**Data under study:**
PR #786, opened 2019-02-19
rpc: Add WebUI statistics procedure

dracc:
## Summary
Send all data used for the WebUI statistics table in one command.

This will have to be expanded in the future, but number of online characters, accounts and characters in general is not available at this time afaik.

### DIFF
--- a/Projects/CoX/Servers/AuthServer/AdminRPC.cpp
+++ b/Projects/CoX/Servers/AuthServer/AdminRPC.cpp
@@ -105,10 +105,11 @@ QString AdminRPC::getStartTime()
     return m_start_time;
 }
 
-QVariantList AdminRPC::getWebUIData()
+QVariantMap AdminRPC::getWebUIData()
 {
     qCDebug(logRPC) << "Someone requested WebUI information...";
-    return {VersionInfo::getAuthVersionNumber(), m_start_time};
+    return {std::pair<QString,QString>("version",VersionInfo::getAuthVersionNumber()),
+	    std::pair<QString,QString>("starttime", m_start_time)};
 }
 
 void startRPCServer()
--- a/Projects/CoX/Servers/AuthServer/AdminRPC.cpp
+++ b/Projects/CoX/Servers/AuthServer/AdminRPC.cpp
@@ -105,6 +105,12 @@ QString AdminRPC::getStartTime()
     return m_start_time;
 }
 
+QVariantList AdminRPC::getWebUIData()
+{
+    qCDebug(logRPC) << "Someone requested WebUI information...";
+    return {VersionInfo::getAuthVersionNumber(), m_start_time};
+}
+
 void startRPCServer()
 {
     static jcon::JsonRpcServer *m_server;
--- a/Projects/CoX/Servers/AuthServer/AdminRPC.cpp
+++ b/Projects/CoX/Servers/AuthServer/AdminRPC.cpp
@@ -110,12 +110,21 @@ QString AdminRPC::getStartTime()
  * @return Returns a QMap<QString,QVariant> with server information
  */
 
-QVariantMap AdminRPC::getWebUIData()
+QVariantMap AdminRPC::getWebUIData(QString const& version)
 {
     qCDebug(logRPC) << "Someone requested WebUI information...";
     QMap<QString,QVariant> ret;
-    ret.insert("version", VersionInfo::getAuthVersionNumber());
-    ret.insert("starttime", m_start_time);
+    if (version.compare("0.6.1") == 0)
+    {
+      ret.insert("version", VersionInfo::getAuthVersionNumber());
+      ret.insert("starttime", m_start_time);
+    }
+    else
+    {
+      // Default to v0.6.1 format
+      ret.insert("version", VersionInfo::getAuthVersionNumber());
+      ret.insert("starttime", m_start_time);
+    }      
     return ret;
 }
 
--- a/Projects/CoX/Servers/AuthServer/AdminRPC.cpp
+++ b/Projects/CoX/Servers/AuthServer/AdminRPC.cpp
@@ -105,11 +105,18 @@ QString AdminRPC::getStartTime()
     return m_start_time;
 }
 
+/*!
+ * @brief Get a dictionary of information as used by the WebUI
+ * @return Returns a QMap<QString,QVariant> with server information
+ */
+
 QVariantMap AdminRPC::getWebUIData()
 {
     qCDebug(logRPC) << "Someone requested WebUI information...";
-    return {std::pair<QString,QString>("version",VersionInfo::getAuthVersionNumber()),
-	    std::pair<QString,QString>("starttime", m_start_time)};
+    QMap<QString,QVariant> ret;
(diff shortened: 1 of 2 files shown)


Projects/CoX/Servers/AuthServer/AdminRPC.cpp
```diff
@@ -105,6 +105,12 @@ QString AdminRPC::getStartTime()
     return m_start_time;
 }
 
+QVariantList AdminRPC::getWebUIData()
```
nemerle: Maybe we should return json-encoded struct here?

dracc: I guess we could but I don't see the point as jcon-cpp has support for `QVariantList` and converts it into an JSON array as expected.

nemerle: True, but `getWebUIData` suggests a data-blob :)
And since it's a blob, we might as well return dictionary of stuff

dracc: Guess I should rename the function to `getWebUIArray` then? :+1:

nemerle: How do You envision webUI using this?
`getWebUIArray` -> [ stuff1, stuff2 ]
What are we going to put in that array, what will the index mean ?

dracc: You sure make a valid point. I'll have to put a bit more thought into this!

**Work request:** Extract from the data every line where "getAuthVersionNumber" shows up.

**Exercise answer:**
-    return {VersionInfo::getAuthVersionNumber(), m_start_time};
+    return {std::pair<QString,QString>("version",VersionInfo::getAuthVersionNumber()),
+    return {VersionInfo::getAuthVersionNumber(), m_start_time};
-    ret.insert("version", VersionInfo::getAuthVersionNumber());
+      ret.insert("version", VersionInfo::getAuthVersionNumber());
+      ret.insert("version", VersionInfo::getAuthVersionNumber());
-    return {std::pair<QString,QString>("version",VersionInfo::getAuthVersionNumber()),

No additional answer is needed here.